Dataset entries

Issue #410, opened 2023-08-08
refactor the gateway controller


maleck13:
**What**

the gateway controller is overly complex

- break out status handling
- break out deletion handling
- break out gateway params handling

philbrookes:
This issue is stale because it has been open for 60 days with no activity.

philbrookes:
This issue was closed because it has been inactive for 30 days since being marked as stale.

PR #510, opened 2023-09-12
Ensure gateway not marked programmed if error with tls secrets

### LINKED ISSUE #509: bug: hub gateway marked as programmed when TLS secret missing
related to #507 
**What**

If a TLS secret is specified in the gateway definition but is not present, the controller ignores this and marks the gateway as programmed. 
The Gateway in the hub should not be marked as programmed until all TLS secrets are present.

**Reproduce**

Create a Gateway with HTTPS listener
```
kind: Gateway
metadata:
  name: prod-web
  labels:
    cluster.open-cluster-management.io/placement: http-gateway
spec:
  gatewayClassName: kuadrant-multi-cluster-gateway-instance-per-cluster
  listeners:
  - allowedRoutes:
      namespaces:
        from: All
    name: specific
    hostname: 'specific.cb.hcpapps.net'
    port: 443
    protocol: HTTPS
    tls:
      mode: Terminate
      certificateRefs:
      - kind: Secret
        name: specific.cb.hcpapps.net

```

See that the gateway is placed. The downstream gateway provider does not mark the gateway programmed as the secret is missing. The MGC marks the gateway as Programmed 

```
cbrookes-mac:multicluster-gateway-controller maleck13$ k get gateways -A
NAMESPACE                         NAME       CLASS                                                 ADDRESS   PROGRAMMED   AGE
kuadrant-multi-cluster-gateways   prod-web   istio                                                                        98s
multi-cluster-gateways            prod-web   kuadrant-multi-cluster-gateway-instance-per-cluster             True         99s
```

maleck13:
fixes #509

### DIFF
--- a/pkg/controllers/gateway/gateway_controller.go
+++ b/pkg/controllers/gateway/gateway_controller.go
@@ -171,8 +171,14 @@ func (r *GatewayReconciler) Reconcile(ctx context.Context, req ctrl.Request) (ct
 	// gateway now in expected state, place gateway and its associated objects in correct places. Update gateway spec/metadata
 	log.V(3).Info("reconcileDownstreamFromUpstreamGateway result ", "requeue", requeue, "status", programmedStatus, "clusters", clusters, "Err", reconcileErr)
 	if reconcileErr != nil {
+		//TODO (cbrookes) refactor how status is handled in this controller
 		if errors.Is(reconcileErr, gracePeriod.ErrGracePeriodNotExpired) || requeue {
 			log.V(3).Info("requeueing gateway ", "error", reconcileErr, "requeue", requeue)
+			programmedCondition := buildProgrammedCondition(upstreamGateway.Generation, clusters, metav1.ConditionUnknown, reconcileErr)
+			meta.SetStatusCondition(&upstreamGateway.Status.Conditions, programmedCondition)
+			if !isDeleting(upstreamGateway) && !reflect.DeepEqual(upstreamGateway.Status, previous.Status) {
+				return reconcile.Result{}, r.Status().Update(ctx, upstreamGateway)
+			}
 			return reconcile.Result{
 				Requeue:      true,
 				RequeueAfter: 30 * time.Second,
@@ -244,6 +250,7 @@ func (r *GatewayReconciler) Reconcile(ctx context.Context, req ctrl.Request) (ct
 	upstreamGateway.Status.Listeners = allListenerStatuses
 
 	acceptedCondition := buildAcceptedCondition(upstreamGateway.Generation, metav1.ConditionTrue)
+	fmt.Println("PROGRAMMED CONDITION ** ", err, programmedStatus)
 	programmedCondition := buildProgrammedCondition(upstreamGateway.Generation, clusters, programmedStatus, err)
 
 	meta.SetStatusCondition(&upstreamGateway.Status.Conditions, acceptedCondition)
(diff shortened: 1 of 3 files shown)


maleck13:
related to https://github.com/Kuadrant/multicluster-gateway-controller/issues/525

pkg/controllers/gateway/gateway_controller.go
```diff
@@ -244,6 +250,7 @@ func (r *GatewayReconciler) Reconcile(ctx context.Context, req ctrl.Request) (ct
 	upstreamGateway.Status.Listeners = allListenerStatuses
 
 	acceptedCondition := buildAcceptedCondition(upstreamGateway.Generation, metav1.ConditionTrue)
+	fmt.Println("PROGRAMMED CONDITION ** ", err, programmedStatus)
```
jasonmadigan, line 253: can remove

jasonmadigan:
Changes look good. Important enough to land during freeze?

maleck13:
@jasonmadigan yes I thnk we can merge. Can approve

pkg/controllers/gateway/gateway_controller.go
```diff
@@ -171,8 +171,14 @@ func (r *GatewayReconciler) Reconcile(ctx context.Context, req ctrl.Request) (ct
 	// gateway now in expected state, place gateway and its associated objects in correct places. Update gateway spec/metadata
 	log.V(3).Info("reconcileDownstreamFromUpstreamGateway result ", "requeue", requeue, "status", programmedStatus, "clusters", clusters, "Err", reconcileErr)
 	if reconcileErr != nil {
+		//TODO (cbrookes) refactor how status is handled in this controller
```
mikenairn, line 174: Do we have an issue for this?

jasonmadigan (approved):

pkg/controllers/gateway/gateway_controller.go
maleck13: yes although it could prob do with expanding on the details https://github.com/Kuadrant/multicluster-gateway-controller/issues/410

pkg/controllers/gateway/gateway_controller.go
```diff
@@ -356,7 +364,7 @@ func (r *GatewayReconciler) getTLSSecrets(ctx context.Context, upstreamGateway *
 			}
 		}
 	}
-	return tlsSecrets, nil
+	return tlsSecrets, listenerTLSErr
 }
```
mikenairn, line 368: This is probably fine, but it is worth pointing out that this changes the behaviour a bit since nothing is going to get placed on the downstream clusters until all tls secrets that are expected exist in the control plane.

I suppose since we are syncing secrets for gateways it's up to us to decide what the behaviour of our controller should be when secrets don't exist, but would it ever be possible that users just don't want to add their TLS secrets to the control plane cluster like this? Maybe they already have a mechanism to create/sync secrets to their clusters.

maleck13: That is possible I guess. But at this point not something we could say we support. I am trying to think what would trigger a user to want to do it this way? 
If we feel the behaviour here is reasonable, I think it is fine to say we don't support that. If we get enough asks we can change our decision on this ofc

mikenairn: Someone wanting to use MGC, but not have it manage TLS. I already have clusters, i already use certmanager in some way to generate TLS secrets for gateways but i want to use MGC/OCM to manage gateways across these clusters.

If/when we do the status aggregation from the downstream clusters you could still achieve this if it is something we wanted to allow.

**TASK TO COMPLETE**
Restate word for word the lines of the data above, starting at the line containing "This issue is" and ending at the line containing "Ensure gateway not", both included, and nothing more.

**SOLUTION TO THE PROBLEM**
This issue is stale because it has been open for 60 days with no activity.

philbrookes:
This issue was closed because it has been inactive for 30 days since being marked as stale.

PR #510, opened 2023-09-12
Ensure gateway not marked programmed if error with tls secrets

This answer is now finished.